- Exercise prompt: Give the lines again exactly as they appear, beginning at the one with "from the endpoint.**" and ending at the last line of the records.

——

PR #7984, opened 2024-08-27
feat: align insights charts

sjaanus:
Now the left widget will use the same that as the last data point on the right chart.
With this change, flags/users object never needs to be passed in.

**Next step is to remove the flags/users from the endpoint.**

Previous

image

Now

image

### DIFF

——

- The answer:
**Next step is to remove the flags/users from the endpoint.**

Previous

image

Now

image

### DIFF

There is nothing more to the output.